How to drive to survive, according to Notion co-founder Akshay Kothari

Akshay Kothari has spent most of his time at Notion trying to put himself out of a job. His move, repeated for years, is to run at whatever the company’s biggest unsolved problem is, build the system around it, hire someone great to own it, and then remove himself. In 2023 the approach left him, a co-founder of a multibillion-dollar company, with zero direct reports and a calendar wide open to think.

That instinct fits the company he helps run. Notion built itself like an art project: profitable, still largely owned by its founders and employees, raising money only when there was a real reason to, and kept deliberately small, around 1,200 people running a business at public scale. For years its core was a system of record, a modern editor and database that people genuinely loved and built their work inside. Then AI changed what people expect software to do, and Notion decided to reinvent the product rather than wait to be replaced.

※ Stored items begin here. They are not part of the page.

PR #130, opened 2024-01-02
Create integration test to refresh the charm

javierdelapuente:
### Overview

This PR creates a new integration test to check that refreshing Synapse with Mjolnir enabled works correctly.

To do that, the charm is first installed from Charmhub and then refreshed with the local charm. 

Integrations tests that were using the charm from Charmhub were blocked until https://github.com/canonical/synapse-operator/pull/133 was completed. 

### Rationale

Check that Synapse charm with Mjolnir is refreshed correctly. Original reason in https://github.com/canonical/synapse-operator/pull/48.

### Checklist


gtrkiller (dismissed):
LGTM

tests/integration/conftest.py
```diff
@@ -107,8 +106,8 @@ async def synapse_app_fixture(
     use_existing = pytestconfig.getoption("--use-existing", default=False)
     if use_existing:
         return model.applications[synapse_app_name]
-    if synapse_app_refresh_name in model.applications:
-        await model.remove_application(synapse_app_refresh_name, block_until_done=True)
+    if synapse_app_charmhub_name in model.applications:
+        await model.remove_application(synapse_app_charmhub_name, block_until_done=True)
```
jdkandersson, line 110: What would be the reason that the charm is already deployed in the model? I would have expected any previous tests to remove the application from the model before finishing?

tests/integration/helpers.py
```diff
@@ -0,0 +1,90 @@
...
+    access_token: str,
+):
+    """Create "moderators" room in Synapse
+
+    Args:
+        synapse_ip: Synapse IP
+        access_token: Access token for Synapse to create the room
+
+    """
+    authorization_token = f"Bearer {access_token}"
```
jdkandersson, line 24: Perhaps `authorization_header`?

tests/integration/helpers.py
```diff
@@ -0,0 +1,90 @@
...
+    res = requests.post(
+        f"http://{synapse_ip}:8080/_matrix/client/v3/createRoom",
+        json=room_body,
+        headers=headers,
+        timeout=5,
+    )
+    res.raise_for_status()
+
+
+def get_access_token(synapse_ip, user_username, user_password):
```
cbartz, line 43:
```suggestion
def get_access_token(synapse_ip, user_username, user_password) -> str:
```

tests/integration/helpers.py
```diff
@@ -0,0 +1,90 @@
...
+    )
+    res.raise_for_status()
+    access_token = res.json()["access_token"]
+    assert access_token
+    return access_token
+
+
+async def register_user(
+    synapse_app: Application, user_username: str
+) -> typing.AsyncGenerator[str, None]:
```
cbartz, line 72:
```suggestion
) -> str:
```

cbartz (dismissed):
Looks good, I have some typehint comments.

tests/integration/helpers.py
javierdelapuente: Thanks for the advice. Fixed in another commit

tests/integration/helpers.py
javierdelapuente: Thanks for the advice. Fixed in another commit

tests/integration/conftest.py
javierdelapuente: Thanks for the advice. I see no reason to remove the application in there. If at some point there are conflicts, the tests can be put in another module or change the scope for the fixture.

Removed that code.

tests/integration/conftest.py
```diff
@@ -310,10 +307,12 @@ def user_username_fixture() -> typing.Generator[str, None, None]:
 
 
 @pytest_asyncio.fixture(scope="module", name="user_password")
-async def user_password_fixture(
-    synapse_app: Application, user_username: str
-) -> typing.AsyncGenerator[str, None]:
-    """Return the a username to be created for tests."""
+async def user_password_fixture(synapse_app: Application, user_username: str) -> str:
+    """Return the a username to be created for tests.
```
cbartz, line 311:
```suggestion
    """Register a user and return the new password.
```

tests/integration/helpers.py
javierdelapuente: I would rather leave that name as it it used in several places and I am not sure it is really wrong. Maybe it could be reasonable for another PR to look for other good names like [credentials](https://datatracker.ietf.org/doc/html/rfc6750#section-2.1) or "bearer authentication".

cbartz (approved):

tests/integration/helpers.py
```diff
@@ -0,0 +1,86 @@
...
+        f"http://{synapse_ip}:8080/_matrix/client/r0/login",
+        json={
+            "identifier": {"type": "m.id.user", "user": user_username},
+            "password": user_password,
+            "type": "m.login.password",
+        },
+        timeout=5,
+    )
+    res.raise_for_status()
+    access_token = res.json()["access_token"]
```
Thanhphan1147, line 63: I think you can use `res.json().get("access_token")` here since using brackets will raise `KeyError` if the key is not there

tests/integration/test_charm.py
```diff
@@ -30,22 +31,54 @@
...
     get_unit_ips: typing.Callable[[str], typing.Awaitable[tuple[str, ...]]],
+    synapse_charm: str,
+    synapse_image: str,
+    synapse_nginx_image: str,
 ):
     """
-    arrange: build and deploy the Synapse charm.
-    act: send a request to the Synapse application managed by the Synapse charm.
-    assert: the Synapse application should return a correct response.
+    arrange: build and deploy the Synapse charm from charmhub and enable Mjolnir.
```
Thanhphan1147, line 44: I think we don't deploy the charm from charm hub but rather the locally built one, if that's the case then perhaps you can update this line.

javierdelapuente: Not really, the charm is deployed from Charmhub in the fixture (see https://github.com/canonical/synapse-operator/blob/be4d06e64a02c073575f863e4622fc6036cfb239/tests/integration/conftest.py#L139-L146), and then refreshed with the local one.

tests/integration/helpers.py
javierdelapuente: Sure! That way it will fail in the assert which looks clearer.

cbartz (approved):

tests/integration/helpers.py
```diff
@@ -0,0 +1,86 @@
...
+
+    Returns:
+        The new password for the user
+    """
+    action_register_user: Action = await synapse_app.units[0].run_action(
+        "register-user", username=user_username, admin=True
+    )
+    await action_register_user.wait()
+    assert action_register_user.status == "completed"
+    assert action_register_user.results["register-user"]
```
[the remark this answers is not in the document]
javierdelapuente: Sure. Done!

Thanhphan1147 (approved):
Lgtm!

In this conversation, Akshay walks through how Notion pulled that off: the stretch he calls the swamp of despair, when its AI agent failed four times before it worked; why the company stopped trying to make the model fit its product and started fitting the product to the model; and how it dissolved the line between its AI team and everyone else until there was nobody left who wasn’t building with AI. The bet landed. AI moved from a defensive play to a real driver of growth, and Notion’s growth rate has climbed for over a year, with the most recent quarter running about 50% above where it was a year earlier. As Akshay frames it, the business went from go-karting to Formula 1, and now the company has to rewire how it drives.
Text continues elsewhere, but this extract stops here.